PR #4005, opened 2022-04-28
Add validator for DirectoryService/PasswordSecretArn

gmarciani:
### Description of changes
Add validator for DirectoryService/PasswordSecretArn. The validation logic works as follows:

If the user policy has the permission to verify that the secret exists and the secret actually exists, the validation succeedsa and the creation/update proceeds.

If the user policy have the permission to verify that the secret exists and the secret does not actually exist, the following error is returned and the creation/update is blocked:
________
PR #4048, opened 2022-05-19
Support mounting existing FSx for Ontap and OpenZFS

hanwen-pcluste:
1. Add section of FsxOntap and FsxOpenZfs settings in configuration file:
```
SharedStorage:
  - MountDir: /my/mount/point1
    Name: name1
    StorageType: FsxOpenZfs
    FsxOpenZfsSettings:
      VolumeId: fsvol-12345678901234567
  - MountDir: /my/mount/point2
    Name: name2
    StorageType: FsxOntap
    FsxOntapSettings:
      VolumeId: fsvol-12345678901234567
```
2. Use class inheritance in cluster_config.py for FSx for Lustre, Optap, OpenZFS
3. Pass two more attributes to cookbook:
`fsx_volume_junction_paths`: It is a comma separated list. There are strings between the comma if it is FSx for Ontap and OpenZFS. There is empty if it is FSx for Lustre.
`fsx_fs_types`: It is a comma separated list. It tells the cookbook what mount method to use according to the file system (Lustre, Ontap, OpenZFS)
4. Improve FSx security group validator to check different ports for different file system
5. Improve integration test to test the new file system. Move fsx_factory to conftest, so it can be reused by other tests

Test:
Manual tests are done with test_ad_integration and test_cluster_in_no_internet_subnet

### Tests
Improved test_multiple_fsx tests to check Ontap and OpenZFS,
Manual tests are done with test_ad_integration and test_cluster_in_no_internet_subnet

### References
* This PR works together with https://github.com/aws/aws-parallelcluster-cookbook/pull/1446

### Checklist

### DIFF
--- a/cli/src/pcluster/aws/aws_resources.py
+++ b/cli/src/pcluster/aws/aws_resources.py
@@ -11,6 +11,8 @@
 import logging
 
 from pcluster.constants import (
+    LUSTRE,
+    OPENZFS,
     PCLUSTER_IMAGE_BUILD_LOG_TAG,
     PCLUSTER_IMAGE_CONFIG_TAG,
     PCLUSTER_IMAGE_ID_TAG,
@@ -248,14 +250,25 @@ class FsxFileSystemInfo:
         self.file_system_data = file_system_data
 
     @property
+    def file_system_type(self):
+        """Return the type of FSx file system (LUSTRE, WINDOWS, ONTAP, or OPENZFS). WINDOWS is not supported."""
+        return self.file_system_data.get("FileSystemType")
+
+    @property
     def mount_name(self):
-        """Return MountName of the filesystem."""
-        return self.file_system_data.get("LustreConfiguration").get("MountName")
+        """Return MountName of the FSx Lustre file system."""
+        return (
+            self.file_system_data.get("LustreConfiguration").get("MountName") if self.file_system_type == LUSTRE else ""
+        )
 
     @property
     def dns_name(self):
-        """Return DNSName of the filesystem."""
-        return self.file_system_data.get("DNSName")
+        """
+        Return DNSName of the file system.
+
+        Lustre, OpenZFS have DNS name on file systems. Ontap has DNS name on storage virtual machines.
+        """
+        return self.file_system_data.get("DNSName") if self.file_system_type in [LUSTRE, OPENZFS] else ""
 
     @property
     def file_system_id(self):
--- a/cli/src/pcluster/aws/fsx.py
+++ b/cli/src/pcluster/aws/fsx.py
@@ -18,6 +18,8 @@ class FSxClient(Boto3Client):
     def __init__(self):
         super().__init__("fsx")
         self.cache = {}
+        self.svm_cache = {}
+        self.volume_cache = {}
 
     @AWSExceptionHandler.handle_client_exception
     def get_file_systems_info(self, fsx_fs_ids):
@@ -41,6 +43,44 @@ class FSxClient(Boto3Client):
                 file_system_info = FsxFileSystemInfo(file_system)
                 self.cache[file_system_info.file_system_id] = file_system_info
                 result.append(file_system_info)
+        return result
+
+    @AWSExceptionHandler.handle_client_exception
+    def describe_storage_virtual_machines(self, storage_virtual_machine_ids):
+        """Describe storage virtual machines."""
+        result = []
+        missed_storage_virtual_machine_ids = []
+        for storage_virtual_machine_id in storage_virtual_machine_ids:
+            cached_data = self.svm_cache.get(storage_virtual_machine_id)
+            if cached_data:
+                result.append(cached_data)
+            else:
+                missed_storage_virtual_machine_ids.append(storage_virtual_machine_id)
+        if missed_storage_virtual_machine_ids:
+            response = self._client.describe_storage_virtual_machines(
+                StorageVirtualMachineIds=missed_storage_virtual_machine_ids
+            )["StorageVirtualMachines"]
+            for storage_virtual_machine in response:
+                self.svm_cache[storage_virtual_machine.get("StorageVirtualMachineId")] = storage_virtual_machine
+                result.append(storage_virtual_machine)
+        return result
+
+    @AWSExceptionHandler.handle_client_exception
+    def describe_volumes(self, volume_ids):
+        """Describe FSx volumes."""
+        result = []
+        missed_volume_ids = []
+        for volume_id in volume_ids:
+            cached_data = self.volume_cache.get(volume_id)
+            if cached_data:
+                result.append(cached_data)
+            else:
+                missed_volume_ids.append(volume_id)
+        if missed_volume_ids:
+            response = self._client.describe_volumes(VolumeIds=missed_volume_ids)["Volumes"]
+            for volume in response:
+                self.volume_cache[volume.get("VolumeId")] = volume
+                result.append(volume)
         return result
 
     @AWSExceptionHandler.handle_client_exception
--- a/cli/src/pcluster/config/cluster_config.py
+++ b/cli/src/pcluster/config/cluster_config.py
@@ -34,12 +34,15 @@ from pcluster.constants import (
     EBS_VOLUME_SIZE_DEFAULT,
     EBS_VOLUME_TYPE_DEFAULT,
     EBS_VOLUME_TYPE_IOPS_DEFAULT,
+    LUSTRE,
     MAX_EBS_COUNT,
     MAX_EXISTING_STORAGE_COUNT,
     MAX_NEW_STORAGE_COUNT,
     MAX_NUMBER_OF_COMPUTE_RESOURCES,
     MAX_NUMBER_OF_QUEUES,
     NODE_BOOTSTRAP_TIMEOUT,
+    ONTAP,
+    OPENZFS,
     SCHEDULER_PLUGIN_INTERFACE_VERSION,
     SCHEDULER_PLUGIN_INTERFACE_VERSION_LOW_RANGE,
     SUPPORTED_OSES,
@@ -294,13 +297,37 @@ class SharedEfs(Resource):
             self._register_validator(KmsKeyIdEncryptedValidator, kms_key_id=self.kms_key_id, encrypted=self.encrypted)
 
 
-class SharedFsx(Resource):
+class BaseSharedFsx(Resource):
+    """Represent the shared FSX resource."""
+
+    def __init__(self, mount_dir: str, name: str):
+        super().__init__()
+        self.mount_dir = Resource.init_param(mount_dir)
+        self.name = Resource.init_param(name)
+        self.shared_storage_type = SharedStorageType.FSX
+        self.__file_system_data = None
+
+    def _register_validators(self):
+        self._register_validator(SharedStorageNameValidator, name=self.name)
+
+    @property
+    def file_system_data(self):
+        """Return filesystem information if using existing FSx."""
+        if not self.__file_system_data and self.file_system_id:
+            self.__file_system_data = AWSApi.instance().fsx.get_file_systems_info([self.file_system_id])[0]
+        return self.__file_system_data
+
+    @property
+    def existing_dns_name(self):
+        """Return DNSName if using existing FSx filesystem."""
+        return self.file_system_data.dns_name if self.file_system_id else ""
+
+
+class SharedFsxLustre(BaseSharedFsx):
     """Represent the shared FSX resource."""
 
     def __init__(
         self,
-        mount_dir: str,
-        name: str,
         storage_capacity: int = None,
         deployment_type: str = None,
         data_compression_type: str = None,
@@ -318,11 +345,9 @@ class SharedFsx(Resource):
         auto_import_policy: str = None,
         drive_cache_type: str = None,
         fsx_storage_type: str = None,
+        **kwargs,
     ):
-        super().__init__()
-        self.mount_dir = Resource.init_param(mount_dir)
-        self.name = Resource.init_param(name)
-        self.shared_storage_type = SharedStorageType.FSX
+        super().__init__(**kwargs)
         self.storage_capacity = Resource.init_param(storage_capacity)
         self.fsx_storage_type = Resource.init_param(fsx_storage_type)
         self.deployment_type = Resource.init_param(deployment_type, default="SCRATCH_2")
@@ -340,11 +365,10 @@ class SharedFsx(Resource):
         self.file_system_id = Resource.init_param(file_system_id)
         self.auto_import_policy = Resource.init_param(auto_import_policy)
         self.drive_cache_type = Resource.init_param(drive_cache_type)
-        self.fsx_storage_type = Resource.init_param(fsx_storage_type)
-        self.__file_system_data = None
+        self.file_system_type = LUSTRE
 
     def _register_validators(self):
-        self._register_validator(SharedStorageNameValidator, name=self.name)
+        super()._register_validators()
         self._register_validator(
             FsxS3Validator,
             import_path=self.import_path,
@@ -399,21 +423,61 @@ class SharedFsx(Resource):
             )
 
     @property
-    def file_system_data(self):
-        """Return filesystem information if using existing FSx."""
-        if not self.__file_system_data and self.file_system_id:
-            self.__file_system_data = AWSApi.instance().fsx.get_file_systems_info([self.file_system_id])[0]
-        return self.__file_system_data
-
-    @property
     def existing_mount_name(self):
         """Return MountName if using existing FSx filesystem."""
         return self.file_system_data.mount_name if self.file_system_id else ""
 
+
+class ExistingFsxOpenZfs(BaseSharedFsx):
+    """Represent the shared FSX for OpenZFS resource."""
________
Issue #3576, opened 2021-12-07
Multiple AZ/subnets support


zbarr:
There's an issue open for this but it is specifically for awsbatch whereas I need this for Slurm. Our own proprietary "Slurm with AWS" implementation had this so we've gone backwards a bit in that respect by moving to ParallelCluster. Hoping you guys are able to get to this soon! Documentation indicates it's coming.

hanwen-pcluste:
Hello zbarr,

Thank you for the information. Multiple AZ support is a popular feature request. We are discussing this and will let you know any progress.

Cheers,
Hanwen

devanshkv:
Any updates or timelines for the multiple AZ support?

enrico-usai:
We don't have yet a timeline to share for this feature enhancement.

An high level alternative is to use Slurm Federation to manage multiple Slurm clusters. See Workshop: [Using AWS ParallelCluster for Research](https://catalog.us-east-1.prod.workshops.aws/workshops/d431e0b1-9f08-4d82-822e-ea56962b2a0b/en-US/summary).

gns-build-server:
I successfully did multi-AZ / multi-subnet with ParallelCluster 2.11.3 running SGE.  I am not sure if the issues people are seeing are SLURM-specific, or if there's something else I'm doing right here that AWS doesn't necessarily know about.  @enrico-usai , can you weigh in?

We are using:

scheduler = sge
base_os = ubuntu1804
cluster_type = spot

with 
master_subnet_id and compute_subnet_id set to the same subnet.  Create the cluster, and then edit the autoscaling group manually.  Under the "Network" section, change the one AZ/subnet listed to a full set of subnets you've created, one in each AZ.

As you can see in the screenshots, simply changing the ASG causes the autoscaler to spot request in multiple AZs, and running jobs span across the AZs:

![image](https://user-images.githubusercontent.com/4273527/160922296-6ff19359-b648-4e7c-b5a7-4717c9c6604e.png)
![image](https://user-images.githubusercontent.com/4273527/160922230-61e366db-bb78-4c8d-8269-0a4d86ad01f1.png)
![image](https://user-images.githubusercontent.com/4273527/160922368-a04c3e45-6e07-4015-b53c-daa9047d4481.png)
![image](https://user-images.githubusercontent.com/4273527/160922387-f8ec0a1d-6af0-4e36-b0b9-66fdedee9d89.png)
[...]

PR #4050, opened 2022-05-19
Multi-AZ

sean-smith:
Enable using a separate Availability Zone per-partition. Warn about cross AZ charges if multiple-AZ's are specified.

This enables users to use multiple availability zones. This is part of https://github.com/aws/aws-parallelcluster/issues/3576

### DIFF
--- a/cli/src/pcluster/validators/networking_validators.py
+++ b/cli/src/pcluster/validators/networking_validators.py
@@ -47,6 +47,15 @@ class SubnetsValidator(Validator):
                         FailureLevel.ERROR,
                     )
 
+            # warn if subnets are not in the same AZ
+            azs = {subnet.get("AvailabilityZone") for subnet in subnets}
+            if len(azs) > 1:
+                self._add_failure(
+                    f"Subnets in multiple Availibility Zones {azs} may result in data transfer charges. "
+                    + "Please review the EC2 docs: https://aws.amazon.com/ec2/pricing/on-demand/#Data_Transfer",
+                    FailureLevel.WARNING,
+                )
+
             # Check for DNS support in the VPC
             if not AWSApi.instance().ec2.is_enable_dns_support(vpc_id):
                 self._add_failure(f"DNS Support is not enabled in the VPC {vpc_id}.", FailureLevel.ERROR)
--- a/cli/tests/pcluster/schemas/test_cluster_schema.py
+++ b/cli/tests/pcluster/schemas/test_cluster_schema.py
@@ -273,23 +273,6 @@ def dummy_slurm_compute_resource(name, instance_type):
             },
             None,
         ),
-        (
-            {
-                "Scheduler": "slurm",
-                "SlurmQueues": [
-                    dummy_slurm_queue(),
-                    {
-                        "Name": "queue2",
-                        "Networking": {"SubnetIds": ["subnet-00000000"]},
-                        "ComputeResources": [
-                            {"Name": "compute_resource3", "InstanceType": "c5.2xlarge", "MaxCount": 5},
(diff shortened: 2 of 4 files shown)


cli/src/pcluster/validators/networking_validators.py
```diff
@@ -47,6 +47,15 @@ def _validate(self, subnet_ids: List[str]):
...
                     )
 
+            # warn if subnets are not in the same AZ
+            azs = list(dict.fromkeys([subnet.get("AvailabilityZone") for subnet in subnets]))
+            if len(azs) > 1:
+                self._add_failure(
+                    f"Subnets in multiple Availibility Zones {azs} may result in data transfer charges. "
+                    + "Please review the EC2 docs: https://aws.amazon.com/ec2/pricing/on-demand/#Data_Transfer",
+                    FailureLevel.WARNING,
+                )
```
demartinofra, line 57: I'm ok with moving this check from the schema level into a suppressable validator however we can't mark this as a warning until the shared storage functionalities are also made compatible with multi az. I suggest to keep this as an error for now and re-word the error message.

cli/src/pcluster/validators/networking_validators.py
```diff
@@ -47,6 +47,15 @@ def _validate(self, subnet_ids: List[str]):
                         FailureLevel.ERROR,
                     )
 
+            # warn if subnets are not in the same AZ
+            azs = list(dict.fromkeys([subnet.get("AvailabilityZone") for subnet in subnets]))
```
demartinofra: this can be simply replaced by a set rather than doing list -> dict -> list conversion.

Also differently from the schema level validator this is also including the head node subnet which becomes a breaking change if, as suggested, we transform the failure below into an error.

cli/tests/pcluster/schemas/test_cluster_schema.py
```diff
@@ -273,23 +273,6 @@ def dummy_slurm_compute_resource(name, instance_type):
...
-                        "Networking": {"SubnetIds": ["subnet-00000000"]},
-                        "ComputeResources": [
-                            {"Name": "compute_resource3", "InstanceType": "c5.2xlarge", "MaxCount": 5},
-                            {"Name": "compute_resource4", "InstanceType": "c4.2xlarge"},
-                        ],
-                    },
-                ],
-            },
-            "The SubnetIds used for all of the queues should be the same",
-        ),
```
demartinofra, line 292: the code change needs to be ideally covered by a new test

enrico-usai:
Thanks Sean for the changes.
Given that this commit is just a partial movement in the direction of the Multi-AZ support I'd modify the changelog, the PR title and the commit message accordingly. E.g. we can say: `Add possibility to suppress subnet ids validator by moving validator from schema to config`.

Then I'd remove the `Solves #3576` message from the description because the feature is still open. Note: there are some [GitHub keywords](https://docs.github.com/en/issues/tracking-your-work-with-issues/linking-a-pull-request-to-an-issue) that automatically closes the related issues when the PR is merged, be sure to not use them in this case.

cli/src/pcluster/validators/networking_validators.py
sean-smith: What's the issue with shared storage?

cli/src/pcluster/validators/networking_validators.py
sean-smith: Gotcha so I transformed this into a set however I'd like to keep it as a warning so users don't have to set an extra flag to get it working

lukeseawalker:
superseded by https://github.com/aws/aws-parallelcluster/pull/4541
________
» WHAT TO PRODUCE
For the string "validation", show each line of the listing where it appears.

» REPLY TO THE EXERCISE
Add validator for DirectoryService/PasswordSecretArn. The validation logic works as follows:
If the user policy has the permission to verify that the secret exists and the secret actually exists, the validation succeedsa and the creation/update proceeds.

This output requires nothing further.